Stored data:
==*==

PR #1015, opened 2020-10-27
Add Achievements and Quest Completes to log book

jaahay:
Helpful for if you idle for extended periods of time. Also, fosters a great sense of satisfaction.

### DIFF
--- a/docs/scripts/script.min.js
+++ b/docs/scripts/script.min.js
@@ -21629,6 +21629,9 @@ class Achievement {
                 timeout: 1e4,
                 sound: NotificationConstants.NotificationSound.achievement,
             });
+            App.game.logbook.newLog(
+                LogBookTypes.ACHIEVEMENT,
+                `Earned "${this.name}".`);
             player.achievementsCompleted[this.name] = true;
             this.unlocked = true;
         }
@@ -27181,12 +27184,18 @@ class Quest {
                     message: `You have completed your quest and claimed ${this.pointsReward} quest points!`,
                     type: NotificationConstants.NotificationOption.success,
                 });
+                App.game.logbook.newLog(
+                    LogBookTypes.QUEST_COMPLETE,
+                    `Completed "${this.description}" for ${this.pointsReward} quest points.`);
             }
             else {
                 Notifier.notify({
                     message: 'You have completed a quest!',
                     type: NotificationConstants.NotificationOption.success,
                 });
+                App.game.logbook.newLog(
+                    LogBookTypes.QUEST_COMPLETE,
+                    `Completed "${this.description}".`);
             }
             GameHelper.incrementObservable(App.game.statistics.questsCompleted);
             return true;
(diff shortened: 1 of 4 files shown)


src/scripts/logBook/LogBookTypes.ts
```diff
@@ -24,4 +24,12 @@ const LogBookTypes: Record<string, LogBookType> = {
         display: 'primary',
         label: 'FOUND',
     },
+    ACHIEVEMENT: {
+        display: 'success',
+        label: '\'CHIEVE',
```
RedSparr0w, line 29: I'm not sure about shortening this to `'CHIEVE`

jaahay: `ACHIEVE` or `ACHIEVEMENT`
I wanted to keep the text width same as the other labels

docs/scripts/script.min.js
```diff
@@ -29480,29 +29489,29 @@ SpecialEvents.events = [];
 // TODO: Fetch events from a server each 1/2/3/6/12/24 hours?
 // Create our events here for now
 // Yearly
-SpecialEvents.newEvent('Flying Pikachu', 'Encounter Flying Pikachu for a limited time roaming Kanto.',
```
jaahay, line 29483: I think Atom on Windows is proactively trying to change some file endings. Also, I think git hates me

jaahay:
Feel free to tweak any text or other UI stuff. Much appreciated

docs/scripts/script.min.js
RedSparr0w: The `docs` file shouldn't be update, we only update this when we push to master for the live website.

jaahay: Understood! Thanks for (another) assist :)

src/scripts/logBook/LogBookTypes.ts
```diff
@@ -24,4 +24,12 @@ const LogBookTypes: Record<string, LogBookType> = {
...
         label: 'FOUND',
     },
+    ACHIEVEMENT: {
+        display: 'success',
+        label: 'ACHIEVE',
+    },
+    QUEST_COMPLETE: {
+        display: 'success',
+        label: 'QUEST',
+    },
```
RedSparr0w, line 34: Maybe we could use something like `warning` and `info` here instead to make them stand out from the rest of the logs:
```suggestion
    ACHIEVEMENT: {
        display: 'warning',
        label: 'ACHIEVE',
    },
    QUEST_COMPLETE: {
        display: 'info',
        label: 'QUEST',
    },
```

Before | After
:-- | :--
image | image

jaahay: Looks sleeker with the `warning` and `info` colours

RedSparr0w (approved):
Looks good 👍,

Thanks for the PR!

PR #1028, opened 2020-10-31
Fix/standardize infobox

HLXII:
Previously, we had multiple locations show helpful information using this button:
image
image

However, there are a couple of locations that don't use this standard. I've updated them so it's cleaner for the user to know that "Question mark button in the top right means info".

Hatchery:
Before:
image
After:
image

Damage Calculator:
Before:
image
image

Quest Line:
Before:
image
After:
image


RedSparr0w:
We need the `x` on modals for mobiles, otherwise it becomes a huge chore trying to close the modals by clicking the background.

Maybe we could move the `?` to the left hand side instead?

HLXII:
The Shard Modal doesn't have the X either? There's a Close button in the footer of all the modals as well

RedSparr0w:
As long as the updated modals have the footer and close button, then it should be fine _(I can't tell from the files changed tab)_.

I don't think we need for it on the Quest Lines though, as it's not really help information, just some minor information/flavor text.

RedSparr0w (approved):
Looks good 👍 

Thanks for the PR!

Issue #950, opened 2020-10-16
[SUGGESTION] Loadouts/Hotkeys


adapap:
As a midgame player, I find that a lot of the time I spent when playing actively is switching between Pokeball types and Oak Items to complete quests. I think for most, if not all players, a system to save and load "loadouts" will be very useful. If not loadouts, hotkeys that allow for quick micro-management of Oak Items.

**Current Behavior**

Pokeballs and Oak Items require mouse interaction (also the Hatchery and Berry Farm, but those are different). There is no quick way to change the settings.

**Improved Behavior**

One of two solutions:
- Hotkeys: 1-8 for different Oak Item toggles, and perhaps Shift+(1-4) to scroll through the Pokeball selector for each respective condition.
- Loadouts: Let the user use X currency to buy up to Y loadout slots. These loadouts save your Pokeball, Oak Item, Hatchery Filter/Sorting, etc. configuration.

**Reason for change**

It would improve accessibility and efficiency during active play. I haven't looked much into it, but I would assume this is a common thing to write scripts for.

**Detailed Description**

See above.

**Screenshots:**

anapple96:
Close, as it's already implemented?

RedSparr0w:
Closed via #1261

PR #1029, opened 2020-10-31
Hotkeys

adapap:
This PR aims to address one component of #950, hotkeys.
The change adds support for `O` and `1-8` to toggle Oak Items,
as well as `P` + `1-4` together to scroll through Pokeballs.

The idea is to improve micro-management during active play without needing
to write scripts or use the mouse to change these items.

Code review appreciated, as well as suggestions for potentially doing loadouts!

==*==

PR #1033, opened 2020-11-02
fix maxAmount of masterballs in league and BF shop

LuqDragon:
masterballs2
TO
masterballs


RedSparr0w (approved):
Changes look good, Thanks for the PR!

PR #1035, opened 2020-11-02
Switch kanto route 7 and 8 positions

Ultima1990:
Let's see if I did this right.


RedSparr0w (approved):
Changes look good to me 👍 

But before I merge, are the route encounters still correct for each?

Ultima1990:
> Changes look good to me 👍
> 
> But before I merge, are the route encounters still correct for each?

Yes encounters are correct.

==*==

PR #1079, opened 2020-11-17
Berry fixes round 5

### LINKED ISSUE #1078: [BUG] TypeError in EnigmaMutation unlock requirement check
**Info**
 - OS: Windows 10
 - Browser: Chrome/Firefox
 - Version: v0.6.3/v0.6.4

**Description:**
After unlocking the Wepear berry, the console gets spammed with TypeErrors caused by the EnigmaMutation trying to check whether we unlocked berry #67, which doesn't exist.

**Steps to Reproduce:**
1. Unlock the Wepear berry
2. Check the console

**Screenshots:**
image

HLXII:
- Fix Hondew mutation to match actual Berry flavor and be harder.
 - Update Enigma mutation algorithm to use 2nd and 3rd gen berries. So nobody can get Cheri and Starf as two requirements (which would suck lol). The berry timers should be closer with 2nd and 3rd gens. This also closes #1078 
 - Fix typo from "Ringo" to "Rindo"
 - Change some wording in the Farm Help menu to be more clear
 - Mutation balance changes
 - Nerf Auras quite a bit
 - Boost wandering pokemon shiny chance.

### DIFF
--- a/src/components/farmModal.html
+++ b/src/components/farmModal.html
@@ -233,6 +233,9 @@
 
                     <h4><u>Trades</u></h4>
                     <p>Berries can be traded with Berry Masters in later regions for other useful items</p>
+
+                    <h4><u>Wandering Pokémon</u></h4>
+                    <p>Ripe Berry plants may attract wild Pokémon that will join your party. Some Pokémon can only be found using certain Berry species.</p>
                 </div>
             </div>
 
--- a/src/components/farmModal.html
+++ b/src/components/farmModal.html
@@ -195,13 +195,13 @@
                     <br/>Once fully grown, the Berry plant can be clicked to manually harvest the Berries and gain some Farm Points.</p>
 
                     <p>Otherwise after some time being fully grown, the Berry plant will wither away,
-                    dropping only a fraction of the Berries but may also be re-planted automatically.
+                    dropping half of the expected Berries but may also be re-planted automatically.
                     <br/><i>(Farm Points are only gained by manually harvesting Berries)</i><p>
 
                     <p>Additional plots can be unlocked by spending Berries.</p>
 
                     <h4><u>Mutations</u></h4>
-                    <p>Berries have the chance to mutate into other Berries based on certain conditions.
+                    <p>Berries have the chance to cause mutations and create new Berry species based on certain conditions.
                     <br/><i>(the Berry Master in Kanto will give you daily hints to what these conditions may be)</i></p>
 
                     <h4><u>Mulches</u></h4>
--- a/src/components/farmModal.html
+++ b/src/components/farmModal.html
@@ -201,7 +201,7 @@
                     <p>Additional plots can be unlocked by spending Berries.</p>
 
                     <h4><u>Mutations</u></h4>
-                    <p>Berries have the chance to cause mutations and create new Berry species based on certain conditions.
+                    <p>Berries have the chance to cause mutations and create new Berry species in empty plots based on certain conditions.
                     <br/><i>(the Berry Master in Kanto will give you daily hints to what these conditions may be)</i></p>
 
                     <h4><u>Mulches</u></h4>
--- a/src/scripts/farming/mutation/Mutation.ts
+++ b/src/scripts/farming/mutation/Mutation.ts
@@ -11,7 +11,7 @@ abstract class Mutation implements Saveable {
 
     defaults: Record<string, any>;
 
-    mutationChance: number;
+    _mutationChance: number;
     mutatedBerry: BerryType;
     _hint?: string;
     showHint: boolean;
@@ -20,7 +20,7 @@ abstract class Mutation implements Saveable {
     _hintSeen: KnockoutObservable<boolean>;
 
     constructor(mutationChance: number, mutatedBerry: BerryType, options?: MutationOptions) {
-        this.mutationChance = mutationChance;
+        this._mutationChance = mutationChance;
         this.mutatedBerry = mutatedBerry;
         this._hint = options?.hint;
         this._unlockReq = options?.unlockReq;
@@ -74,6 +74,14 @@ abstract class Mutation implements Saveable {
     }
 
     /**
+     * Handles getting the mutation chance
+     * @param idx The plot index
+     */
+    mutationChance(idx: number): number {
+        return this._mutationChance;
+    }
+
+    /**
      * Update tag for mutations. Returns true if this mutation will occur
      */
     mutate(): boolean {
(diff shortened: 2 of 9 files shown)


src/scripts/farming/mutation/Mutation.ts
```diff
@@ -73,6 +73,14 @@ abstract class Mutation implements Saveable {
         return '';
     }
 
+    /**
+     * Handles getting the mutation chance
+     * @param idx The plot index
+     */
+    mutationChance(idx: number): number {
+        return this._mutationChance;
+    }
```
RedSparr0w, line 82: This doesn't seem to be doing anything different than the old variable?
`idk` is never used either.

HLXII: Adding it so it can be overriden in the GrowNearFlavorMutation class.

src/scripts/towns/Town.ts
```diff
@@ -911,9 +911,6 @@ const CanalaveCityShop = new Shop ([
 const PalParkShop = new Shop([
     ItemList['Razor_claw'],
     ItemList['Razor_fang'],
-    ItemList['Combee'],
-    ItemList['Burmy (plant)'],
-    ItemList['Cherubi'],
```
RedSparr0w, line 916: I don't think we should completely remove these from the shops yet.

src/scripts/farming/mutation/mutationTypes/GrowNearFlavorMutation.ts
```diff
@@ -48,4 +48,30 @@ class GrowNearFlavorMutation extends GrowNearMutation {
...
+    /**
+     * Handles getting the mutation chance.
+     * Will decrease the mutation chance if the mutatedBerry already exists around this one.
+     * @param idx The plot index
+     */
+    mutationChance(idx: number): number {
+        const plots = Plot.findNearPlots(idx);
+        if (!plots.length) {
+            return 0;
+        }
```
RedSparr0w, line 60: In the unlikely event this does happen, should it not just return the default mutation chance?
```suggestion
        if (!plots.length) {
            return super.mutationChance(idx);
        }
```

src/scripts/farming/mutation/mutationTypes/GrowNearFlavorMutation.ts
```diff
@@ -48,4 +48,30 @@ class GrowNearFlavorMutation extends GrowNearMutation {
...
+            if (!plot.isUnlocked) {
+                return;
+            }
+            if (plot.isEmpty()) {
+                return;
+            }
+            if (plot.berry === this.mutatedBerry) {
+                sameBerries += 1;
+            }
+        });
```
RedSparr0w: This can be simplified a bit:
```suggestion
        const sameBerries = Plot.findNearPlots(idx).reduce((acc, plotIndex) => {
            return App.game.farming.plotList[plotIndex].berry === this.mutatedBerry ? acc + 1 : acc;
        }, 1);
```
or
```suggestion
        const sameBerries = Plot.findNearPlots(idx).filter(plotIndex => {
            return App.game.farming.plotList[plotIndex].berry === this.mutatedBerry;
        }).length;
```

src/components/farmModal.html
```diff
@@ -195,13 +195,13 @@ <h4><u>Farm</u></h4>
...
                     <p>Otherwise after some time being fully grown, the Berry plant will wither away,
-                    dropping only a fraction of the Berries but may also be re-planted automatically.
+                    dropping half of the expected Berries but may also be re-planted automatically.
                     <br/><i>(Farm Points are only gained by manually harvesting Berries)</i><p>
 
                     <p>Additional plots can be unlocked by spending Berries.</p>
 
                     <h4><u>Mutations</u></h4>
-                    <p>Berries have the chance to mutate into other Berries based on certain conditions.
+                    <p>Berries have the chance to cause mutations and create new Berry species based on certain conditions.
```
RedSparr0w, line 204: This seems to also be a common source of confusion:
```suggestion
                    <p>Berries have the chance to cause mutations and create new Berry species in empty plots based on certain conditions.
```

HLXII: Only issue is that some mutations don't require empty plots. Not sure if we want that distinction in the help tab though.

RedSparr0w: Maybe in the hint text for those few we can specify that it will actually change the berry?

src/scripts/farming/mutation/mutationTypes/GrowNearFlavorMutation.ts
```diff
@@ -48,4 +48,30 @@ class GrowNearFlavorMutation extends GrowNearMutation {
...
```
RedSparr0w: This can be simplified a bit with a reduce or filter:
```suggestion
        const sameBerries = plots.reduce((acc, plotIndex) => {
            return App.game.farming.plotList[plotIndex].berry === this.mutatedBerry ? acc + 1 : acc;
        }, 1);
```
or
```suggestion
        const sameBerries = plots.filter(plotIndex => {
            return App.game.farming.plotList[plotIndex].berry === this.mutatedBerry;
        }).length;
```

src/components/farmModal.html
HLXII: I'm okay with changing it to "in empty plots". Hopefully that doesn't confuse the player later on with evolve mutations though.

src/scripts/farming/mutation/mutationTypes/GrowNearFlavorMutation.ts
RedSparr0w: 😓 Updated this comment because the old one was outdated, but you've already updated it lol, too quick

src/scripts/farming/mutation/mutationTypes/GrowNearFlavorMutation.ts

==*==

Task to complete: Proceeding from the line containing "PR #1015, opened 2020-10-27" through the line containing "-27181,12 +27184,18 @@", transcribe the lines above exactly, both end lines included.

Answer section:
PR #1015, opened 2020-10-27
Add Achievements and Quest Completes to log book

jaahay:
Helpful for if you idle for extended periods of time. Also, fosters a great sense of satisfaction.

### DIFF
--- a/docs/scripts/script.min.js
+++ b/docs/scripts/script.min.js
@@ -21629,6 +21629,9 @@ class Achievement {
                 timeout: 1e4,
                 sound: NotificationConstants.NotificationSound.achievement,
             });
+            App.game.logbook.newLog(
+                LogBookTypes.ACHIEVEMENT,
+                `Earned "${this.name}".`);
             player.achievementsCompleted[this.name] = true;
             this.unlocked = true;
         }
@@ -27181,12 +27184,18 @@ class Quest {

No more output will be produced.